> **Records to process**
Issue #176, opened 2020-12-28
Make experts list's FilterForm reusable


DelFlumen:
**Story link**
[#90 Story](https://github.com/ita-social-projects/dokazovi-be/issues/90)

> **Instructions for the task**
Each line of the listing that contains the word "Story" must be copied.

> **Answer to the exercise**
**Story link**
[#90 Story](https://github.com/ita-social-projects/dokazovi-be/issues/90)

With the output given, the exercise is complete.